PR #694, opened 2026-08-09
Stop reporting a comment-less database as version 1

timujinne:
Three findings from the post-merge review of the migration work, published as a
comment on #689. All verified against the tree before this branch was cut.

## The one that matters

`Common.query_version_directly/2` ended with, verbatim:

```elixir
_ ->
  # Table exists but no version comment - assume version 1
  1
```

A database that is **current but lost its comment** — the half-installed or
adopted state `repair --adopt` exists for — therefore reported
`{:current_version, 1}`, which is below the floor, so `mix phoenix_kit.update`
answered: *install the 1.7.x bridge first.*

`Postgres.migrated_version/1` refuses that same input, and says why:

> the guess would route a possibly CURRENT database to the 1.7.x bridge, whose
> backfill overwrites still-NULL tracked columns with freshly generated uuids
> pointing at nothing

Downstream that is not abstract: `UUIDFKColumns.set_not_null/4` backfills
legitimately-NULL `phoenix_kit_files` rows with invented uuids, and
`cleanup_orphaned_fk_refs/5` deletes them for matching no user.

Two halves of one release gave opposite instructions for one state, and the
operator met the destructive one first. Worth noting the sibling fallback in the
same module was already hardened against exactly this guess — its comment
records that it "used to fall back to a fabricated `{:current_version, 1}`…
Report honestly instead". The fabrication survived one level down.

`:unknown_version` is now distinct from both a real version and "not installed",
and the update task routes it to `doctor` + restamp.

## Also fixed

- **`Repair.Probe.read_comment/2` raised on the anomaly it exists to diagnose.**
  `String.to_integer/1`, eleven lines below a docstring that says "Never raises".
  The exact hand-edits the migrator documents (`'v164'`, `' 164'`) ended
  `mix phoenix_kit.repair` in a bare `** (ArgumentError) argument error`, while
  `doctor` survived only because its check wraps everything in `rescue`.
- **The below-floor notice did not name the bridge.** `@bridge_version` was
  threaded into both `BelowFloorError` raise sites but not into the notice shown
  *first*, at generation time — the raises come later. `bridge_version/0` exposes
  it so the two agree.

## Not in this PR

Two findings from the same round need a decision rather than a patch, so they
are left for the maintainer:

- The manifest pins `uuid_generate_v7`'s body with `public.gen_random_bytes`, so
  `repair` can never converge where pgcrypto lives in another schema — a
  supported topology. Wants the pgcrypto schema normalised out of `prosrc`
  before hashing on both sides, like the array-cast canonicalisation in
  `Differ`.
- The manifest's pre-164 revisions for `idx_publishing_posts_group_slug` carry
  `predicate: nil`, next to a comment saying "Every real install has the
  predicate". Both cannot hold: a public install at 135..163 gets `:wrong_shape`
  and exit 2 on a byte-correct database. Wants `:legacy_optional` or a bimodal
____
Task prompt: Write each line above out exactly.

Solution to this task:
PR #694, opened 2026-08-09
Stop reporting a comment-less database as version 1

timujinne:
Three findings from the post-merge review of the migration work, published as a
comment on #689. All verified against the tree before this branch was cut.

## The one that matters

`Common.query_version_directly/2` ended with, verbatim:

```elixir
_ ->
  # Table exists but no version comment - assume version 1
  1
```

A database that is **current but lost its comment** — the half-installed or
adopted state `repair --adopt` exists for — therefore reported
`{:current_version, 1}`, which is below the floor, so `mix phoenix_kit.update`
answered: *install the 1.7.x bridge first.*

`Postgres.migrated_version/1` refuses that same input, and says why:

> the guess would route a possibly CURRENT database to the 1.7.x bridge, whose
> backfill overwrites still-NULL tracked columns with freshly generated uuids
> pointing at nothing

Downstream that is not abstract: `UUIDFKColumns.set_not_null/4` backfills
legitimately-NULL `phoenix_kit_files` rows with invented uuids, and
`cleanup_orphaned_fk_refs/5` deletes them for matching no user.

Two halves of one release gave opposite instructions for one state, and the
operator met the destructive one first. Worth noting the sibling fallback in the
same module was already hardened against exactly this guess — its comment
records that it "used to fall back to a fabricated `{:current_version, 1}`…
Report honestly instead". The fabrication survived one level down.

`:unknown_version` is now distinct from both a real version and "not installed",
and the update task routes it to `doctor` + restamp.

## Also fixed

- **`Repair.Probe.read_comment/2` raised on the anomaly it exists to diagnose.**
  `String.to_integer/1`, eleven lines below a docstring that says "Never raises".
  The exact hand-edits the migrator documents (`'v164'`, `' 164'`) ended
  `mix phoenix_kit.repair` in a bare `** (ArgumentError) argument error`, while
  `doctor` survived only because its check wraps everything in `rescue`.
- **The below-floor notice did not name the bridge.** `@bridge_version` was
  threaded into both `BelowFloorError` raise sites but not into the notice shown
  *first*, at generation time — the raises come later. `bridge_version/0` exposes
  it so the two agree.

## Not in this PR

Two findings from the same round need a decision rather than a patch, so they
are left for the maintainer:

- The manifest pins `uuid_generate_v7`'s body with `public.gen_random_bytes`, so
  `repair` can never converge where pgcrypto lives in another schema — a
  supported topology. Wants the pgcrypto schema normalised out of `prosrc`
  before hashing on both sides, like the array-cast canonicalisation in
  `Differ`.
- The manifest's pre-164 revisions for `idx_publishing_posts_group_slug` carry
  `predicate: nil`, next to a comment saying "Every real install has the
  predicate". Both cannot hold: a public install at 135..163 gets `:wrong_shape`
  and exit 2 on a byte-correct database. Wants `:legacy_optional` or a bimodal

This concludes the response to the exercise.